### Directions for this task
Could you set down the full listing, unchanged?

### Data block
------------------------------------------------------------------------

PR #60, opened 2018-06-10
Improve handling of multiple short options by supporting short syntax

### LINKED ISSUE #1: CLI: improve handling of multiple short options
https://github.com/hhvm/hhast/blob/master/src/__Private/CLIBase.php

------------------------------------------------------------------------

### Solved problem
PR #60, opened 2018-06-10
Improve handling of multiple short options by supporting short syntax

### LINKED ISSUE #1: CLI: improve handling of multiple short options
https://github.com/hhvm/hhast/blob/master/src/__Private/CLIBase.php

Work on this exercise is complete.